Clangers: The Complete Scripts 1969 to 1974 is being published by the crowdfunded publishing house Unbound, and contains 27 scripts, alongside Oliver Postgate’s special musical notation for each episode. It also reproduces many of the original illustrations created by Postgate’s collaborator, Peter Firmin, and several sketches showing the evolution of the unique creatures on the show, including the Soup Dragon and the Froglets. It even reprints the knitting patterns for the original Clanger characters’ models.

Postgate senior, who died in 2008, was also behind popular children’s shows Pogles’ Wood, Noggin the Nog, Ivor the Engine and Bagpuss. He once said in an interview that Major Clanger, when confronted with a door that would not open in an early episode, can be heard whistling the words: “Sod it, the bloody thing has stuck again.” At the time it was unclear if Postgate was merely teasing his audience, especially as he added that the nicer child would be more likely to hear the line as: “Oh dear, the silly thing’s not working properly.” The newly published scripts make it clear the ruder version was on the money.

“My dad’s original intention was for the series to be shown without narration, so it would be left up to the viewer to decide what the Clangers were saying,” said Postgate. “Indeed, when Clangers was shown at a festival in Germany, he asked a German producer whether he could follow the story. ‘Of course! They are speaking perfect German!’ the producer said.”

The book also details a minor Postgate scandal surrounding the Pogles. “I have included some new documents in the book that show how my dad and Peter presented their ideas. At first the BBC were quite casual and laissez-faire about what they did. Then they introduced the Pogle Witch and some children were terrified. After that the BBC wanted to be clear exactly what they were going to do. In effect, the Pogle Witch was banned.”

Postgate also suspects his father drew on some intriguing sources in the show: “The series came out shortly after the release of David Bowie’s Space Oddity album. And clearly, space was in the air in those days, what with the lunar landings. It was a creative touchstone.”

The family’s political legacy was also an inspiration. “My dad came from a strong socialist heritage,” said Postgate. “His grandfather was the Labour MP George Lansbury. Lansbury’s philosophy had a lasting influence and I think it’s apparent in his stories.”

The Clangers were briefly drawn into this combative arena in a special one-off episode called Vote for Froglet, in which Postgate tried to persuade the planet’s residents of the virtues of the two-party system.
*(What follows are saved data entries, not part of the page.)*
PR #471, opened 2025-01-28
app_rpt.c: change timers of unnecessary long to int

mkmer:
Not sure how I missed the compiler warnings when I tested https://github.com/AllStarLink/app_rpt/pull/457
The changed timers are unnecessarily `long`.  We could alternately go with `long` for all timers if there is concern about expanding beyond 32767ms for any timer.  Currently all of them appear to fit in an `int`.


Allan-N:
>We could alternately go with long for all timers if there is concern about expanding beyond 32767ms for any timer.

I think your math may be off.  A [32-bit] "int" has a max value of 0x7FFFFFFF (2147483647).  If that number is in "ms" then we would have 2147483647/1000 = 2147483 seconds (24+ days).  As long as we're not computing how much time has elapsed at that scale we should be good.

Allan-N (approved):

Issue #2180, opened 2024-04-30
Milestones - Phase End Milestone Anticipated


Connor1892:
---

because the anticipated date for phase end milestones cannot be moved, we should disable it.

---

**As a** (type of user)

**I want** (goal)

**so that** (reason/ why/ value)

### Scenario 1: 

GIVEN ... (you or your condition)
WHEN ... (what you do)
THEN ... (what you see)

### Scenario 2:
 xxxxxx

### Validation Rules? 

(If yes, list here)

### Screenshot 

(Link above will always be the most up-to-date version.)

Connor1892:
readiness decision is not greyed out, and lets us extend that timeline with out an extension indefinitely

PR #2199, opened 2024-05-06
Milestones - disabled anticipated date picker on phase end milestone

djnunez-aot:
#2180 

-Disable anticipated date on phase end


epictrack-web/src/components/workPlan/event/EventForm.tsx
```diff
@@ -679,6 +679,10 @@ const EventForm = ({
               <ETFormLabel required>{anticipatedLabel}</ETFormLabel>
               <ControlledDatePicker
                 name="anticipated_date"
+                disabled={Boolean(
+                  selectedConfiguration?.id &&
```
dinesh-aot: One more condition is required if you want to disable the datepicker. The workphase should be legislated

dinesh-aot (approved):

PR #2243, opened 2024-05-15
insights->filtering

dinesh-aot:
#1874

### DIFF
--- a/epictrack-web/src/components/insights/Work/Tabs/Partners/charts/WorkList.tsx
+++ b/epictrack-web/src/components/insights/Work/Tabs/Partners/charts/WorkList.tsx
@@ -38,9 +38,19 @@ const WorkList = () => {
       showNotification("Error fetching works", { type: "error" });
     }
   }, [error]);
-
   const federalInvolvements = useMemo(() => {
-    return Array.from(new Set(works.map((w) => w?.federal_involvement?.name)));
+    return Array.from(
+      new Set(
+        [...works]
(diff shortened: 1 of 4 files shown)


epictrack-web/src/components/insights/Work/Tabs/Partners/charts/WorkList.tsx
```diff
@@ -38,9 +38,19 @@ const WorkList = () => {
       showNotification("Error fetching works", { type: "error" });
     }
   }, [error]);
-
   const federalInvolvements = useMemo(() => {
-    return Array.from(new Set(works.map((w) => w?.federal_involvement?.name)));
+    return Array.from(
+      new Set(
+        [...works]
```
jadmnsaad, line 44: why the spread operator? why not just works instead of [...works].

dinesh-aot: The sort directly tries to edit the variable works and causes error "Cannot assign to read only property '0' of object '[object Array]'". Spread is required to create a copy and perform sort

jadmsaadaot: oh cool, fair enough

jadmnsaad: Ok I see, fair

PR #2244, opened 2024-05-15
Added last updated time field and excluded it from history updates

saravanpa-aot:
1) Added new column last_active_at to capture when was the last time a staff logged in
                - Added the new API
                - Added the rest call when keycloak init is done (basically login or hard refreshes)
                - Added alembic

2) Added a exclude_from_tracking 
                - Since this field doesnt need to be tracked , added the changes for not perisisting this fields value and also if this is the only field getting updated , skip the whole update
                - the only thing pending is we still need a dummy column in the history table though it wont have any values .Couldnt make it working.

### DIFF
--- a/epictrack-api/src/api/resources/staff.py
+++ b/epictrack-api/src/api/resources/staff.py
@@ -24,7 +24,6 @@ from api.services import StaffService
 from api.utils import auth, profiletime
 from api.utils.util import cors_preflight
 
-
 API = Namespace("staffs", description="Staffs")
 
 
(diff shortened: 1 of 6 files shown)


epictrack-api/src/api/resources/staff.py
```diff
@@ -100,6 +99,22 @@ def delete(staff_id):
...
 
 
+@cors_preflight('PUT')
+@API.route('/<int:staff_id>/last_active_at', methods=['PUT', 'OPTIONS'])
+class StaffLastActiveAt(Resource):
+    """Endpoint resource to return staff last active time."""
+
+    @staticmethod
+    @cors.crossdomain(origin='*')
+    @auth.require
```
dinesh-aot, line 109: usual question. This end point will ever update the whole object. Should this be PATCH instead of PUT

epictrack-api/src/api/services/staff.py
```diff
@@ -79,6 +79,14 @@ def update_staff(cls, staff_id: int, payload: dict):
         staff = staff.update(payload)
         return staff
 
+    @classmethod
+    def update_last_active(cls, staff_id: int):
+        """Update staff's last active time."""
+        staff = Staff.find_by_id(staff_id)
+        staff.last_active_at = datetime.now()
```
dinesh-aot, line 86: Can you check the base_mode.py. we are updateing the utc in both created_at and updated_at

saravanpa-aot: done

epictrack-api/src/api/resources/staff.py
saravanpa-aot: done

Issue #2201, opened 2024-05-06
My Tasks - Task Modals


Connor1892:
**As a** user

**I want** a place where all my tasks from all works are in one place

**so that** I can stay on top of my work

### Scenario 1: 

GIVEN I am on the My Tasks page
WHEN I click on the active task title
THEN I see the Task modal for that task

### Screenshot 1
<img width="1297" src="https://api.zenhub.com/attachedFiles/eyJfcmFpbHMiOnsibWVzc2FnZSI6IkJBaHBBNGU1QkE9PSIsImV4cCI6bnVsbCwicHVyIjoiYmxvYl9pZCJ9fQ==--e418cd4357f4cdade89d3d9693b2c1825190975e/Screen%20Shot%202024-05-06%20at%2010.46.49%20AM.png" alt="Screen Shot 2024-05-06 at 10.46.49 AM.png" />

### Scenario 2:

GIVEN I have a Task Modal open
WHEN I make edits to the fields
THEN the only options are the ones that would show if I had opened the modal from that work's workplan

### Scenario 3:

GIVEN I have a Task Modal open
WHEN I make edits to the fields
THEN the edits I save will alter the task in the workplan

maria-kuzmenko:
link to prototype - https://www.figma.com/file/XcYynwH7xrO2P30uqewaLS/For-Development?type=design&node-id=128-1031&mode=design

maria-kuzmenko:
@djnunez-aot 
can you, please, fix the size of the modal - same as we use when you open task modal in the workplan grid?
See compared screenshots for the reference. 

Task Modal in Workplan grid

After a snap election, with the Soup Dragon running on the “free soup for all” ticket, the Clangers were unconvinced and stuck with their enlightened autonomous collective.

And what of that powerful opening sequence, with the camera tracking across the cosmos? Well, Postgate believes his father may have been inspired by the footage that opens one of Britain’s most celebrated films, Michael Powell and Emeric Pressburger’s A Matter of Life and Death. “I often wonder if he consciously reused the images and ideas that open that film. I would not be surprised. He shared a lot of Powell and Pressburger’s vision of Englishness – the pastoral idealism.”